Dataset entries:
=====

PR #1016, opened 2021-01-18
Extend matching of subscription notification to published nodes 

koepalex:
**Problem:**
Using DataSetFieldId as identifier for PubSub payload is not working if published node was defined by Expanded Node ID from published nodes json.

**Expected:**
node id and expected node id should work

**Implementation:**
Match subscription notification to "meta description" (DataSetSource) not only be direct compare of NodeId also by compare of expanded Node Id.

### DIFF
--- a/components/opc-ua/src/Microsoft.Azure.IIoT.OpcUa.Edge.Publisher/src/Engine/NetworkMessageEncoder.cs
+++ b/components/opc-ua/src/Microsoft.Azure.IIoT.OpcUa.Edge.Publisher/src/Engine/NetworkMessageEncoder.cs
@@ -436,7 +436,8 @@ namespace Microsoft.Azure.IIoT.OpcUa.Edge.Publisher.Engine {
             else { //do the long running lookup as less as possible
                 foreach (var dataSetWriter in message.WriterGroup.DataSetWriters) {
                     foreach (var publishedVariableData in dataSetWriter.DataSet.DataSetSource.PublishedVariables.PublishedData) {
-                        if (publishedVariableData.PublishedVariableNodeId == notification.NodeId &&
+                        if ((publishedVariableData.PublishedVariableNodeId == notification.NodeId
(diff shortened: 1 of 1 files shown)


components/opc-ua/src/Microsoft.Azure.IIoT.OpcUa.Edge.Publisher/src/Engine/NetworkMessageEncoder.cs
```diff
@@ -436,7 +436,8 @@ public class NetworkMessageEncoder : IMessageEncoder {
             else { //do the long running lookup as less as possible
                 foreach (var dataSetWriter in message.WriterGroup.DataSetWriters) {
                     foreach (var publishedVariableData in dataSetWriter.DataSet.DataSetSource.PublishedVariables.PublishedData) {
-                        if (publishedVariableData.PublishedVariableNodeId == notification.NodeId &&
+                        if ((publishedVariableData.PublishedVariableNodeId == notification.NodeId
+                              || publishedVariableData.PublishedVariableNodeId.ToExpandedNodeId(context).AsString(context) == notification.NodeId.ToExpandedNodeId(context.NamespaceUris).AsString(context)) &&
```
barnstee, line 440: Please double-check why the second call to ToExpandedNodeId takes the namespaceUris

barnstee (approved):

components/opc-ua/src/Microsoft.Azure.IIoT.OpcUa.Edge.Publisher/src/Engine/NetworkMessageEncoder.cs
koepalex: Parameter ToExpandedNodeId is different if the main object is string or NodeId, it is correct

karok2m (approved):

=====

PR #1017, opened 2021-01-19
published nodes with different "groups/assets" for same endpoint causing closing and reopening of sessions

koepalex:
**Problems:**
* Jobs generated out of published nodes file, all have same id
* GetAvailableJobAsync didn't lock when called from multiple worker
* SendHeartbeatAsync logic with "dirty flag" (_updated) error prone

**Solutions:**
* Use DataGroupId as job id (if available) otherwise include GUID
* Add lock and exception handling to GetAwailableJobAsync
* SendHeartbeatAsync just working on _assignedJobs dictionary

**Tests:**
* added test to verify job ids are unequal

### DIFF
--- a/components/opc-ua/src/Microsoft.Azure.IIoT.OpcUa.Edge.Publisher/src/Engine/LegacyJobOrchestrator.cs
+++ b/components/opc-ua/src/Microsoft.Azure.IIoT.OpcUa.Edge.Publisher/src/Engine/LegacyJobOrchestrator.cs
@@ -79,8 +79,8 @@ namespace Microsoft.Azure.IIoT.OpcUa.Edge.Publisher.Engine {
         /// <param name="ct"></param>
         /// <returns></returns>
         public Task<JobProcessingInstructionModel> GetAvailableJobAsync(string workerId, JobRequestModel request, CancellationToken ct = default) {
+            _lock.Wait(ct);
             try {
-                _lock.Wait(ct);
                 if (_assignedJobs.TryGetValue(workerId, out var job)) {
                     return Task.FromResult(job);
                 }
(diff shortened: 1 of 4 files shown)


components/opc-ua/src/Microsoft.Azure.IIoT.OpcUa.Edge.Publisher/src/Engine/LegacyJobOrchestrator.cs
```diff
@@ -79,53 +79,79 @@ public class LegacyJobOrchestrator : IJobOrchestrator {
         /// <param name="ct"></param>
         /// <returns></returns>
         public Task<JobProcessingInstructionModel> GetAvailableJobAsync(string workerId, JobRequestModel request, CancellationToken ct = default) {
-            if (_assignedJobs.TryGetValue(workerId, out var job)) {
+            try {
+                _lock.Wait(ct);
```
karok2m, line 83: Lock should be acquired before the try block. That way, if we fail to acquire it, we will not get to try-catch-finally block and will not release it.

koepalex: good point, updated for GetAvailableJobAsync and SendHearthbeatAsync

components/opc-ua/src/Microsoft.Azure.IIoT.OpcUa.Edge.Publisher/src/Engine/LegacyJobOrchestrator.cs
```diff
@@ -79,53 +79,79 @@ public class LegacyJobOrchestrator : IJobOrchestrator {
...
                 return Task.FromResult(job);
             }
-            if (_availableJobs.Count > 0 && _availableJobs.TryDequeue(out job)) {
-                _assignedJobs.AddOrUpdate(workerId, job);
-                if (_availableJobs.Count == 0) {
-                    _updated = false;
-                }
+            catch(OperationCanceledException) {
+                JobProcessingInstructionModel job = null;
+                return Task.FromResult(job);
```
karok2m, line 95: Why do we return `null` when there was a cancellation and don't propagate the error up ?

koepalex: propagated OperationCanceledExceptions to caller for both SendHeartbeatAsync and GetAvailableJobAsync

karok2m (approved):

=====

_About this task_: Copy out all lines above holding "NetworkMessageEncoder".

_Result of this exercise_:
--- a/components/opc-ua/src/Microsoft.Azure.IIoT.OpcUa.Edge.Publisher/src/Engine/NetworkMessageEncoder.cs
+++ b/components/opc-ua/src/Microsoft.Azure.IIoT.OpcUa.Edge.Publisher/src/Engine/NetworkMessageEncoder.cs
components/opc-ua/src/Microsoft.Azure.IIoT.OpcUa.Edge.Publisher/src/Engine/NetworkMessageEncoder.cs
@@ -436,7 +436,8 @@ public class NetworkMessageEncoder : IMessageEncoder {
components/opc-ua/src/Microsoft.Azure.IIoT.OpcUa.Edge.Publisher/src/Engine/NetworkMessageEncoder.cs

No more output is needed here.